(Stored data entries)

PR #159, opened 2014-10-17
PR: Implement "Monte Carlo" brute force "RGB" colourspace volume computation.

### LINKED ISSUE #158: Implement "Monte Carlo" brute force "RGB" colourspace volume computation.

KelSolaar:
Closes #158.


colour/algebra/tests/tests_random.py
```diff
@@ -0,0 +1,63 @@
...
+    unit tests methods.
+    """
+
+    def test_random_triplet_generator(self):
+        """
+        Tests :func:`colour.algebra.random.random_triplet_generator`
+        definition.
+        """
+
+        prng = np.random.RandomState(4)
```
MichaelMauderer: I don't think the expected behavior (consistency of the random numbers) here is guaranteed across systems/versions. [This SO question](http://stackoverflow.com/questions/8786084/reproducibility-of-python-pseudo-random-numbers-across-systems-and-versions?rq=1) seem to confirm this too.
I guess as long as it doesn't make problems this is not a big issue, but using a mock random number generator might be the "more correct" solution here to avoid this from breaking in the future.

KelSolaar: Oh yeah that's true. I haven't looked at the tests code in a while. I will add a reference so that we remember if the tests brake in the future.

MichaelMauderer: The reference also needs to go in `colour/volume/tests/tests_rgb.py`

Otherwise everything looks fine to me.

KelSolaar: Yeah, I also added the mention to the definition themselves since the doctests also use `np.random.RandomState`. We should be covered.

* * *

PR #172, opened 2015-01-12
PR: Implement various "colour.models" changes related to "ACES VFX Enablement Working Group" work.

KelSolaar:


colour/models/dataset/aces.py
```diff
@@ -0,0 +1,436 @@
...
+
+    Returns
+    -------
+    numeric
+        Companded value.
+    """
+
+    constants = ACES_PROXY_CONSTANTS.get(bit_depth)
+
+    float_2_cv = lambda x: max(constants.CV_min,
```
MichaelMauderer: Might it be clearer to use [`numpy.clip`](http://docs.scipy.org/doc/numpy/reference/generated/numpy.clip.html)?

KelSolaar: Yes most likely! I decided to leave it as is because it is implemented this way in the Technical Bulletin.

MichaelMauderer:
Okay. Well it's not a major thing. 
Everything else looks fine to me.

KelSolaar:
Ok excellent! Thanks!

What is being asked> Number of lines above with the word "constants": supply it alone.

Response area> 2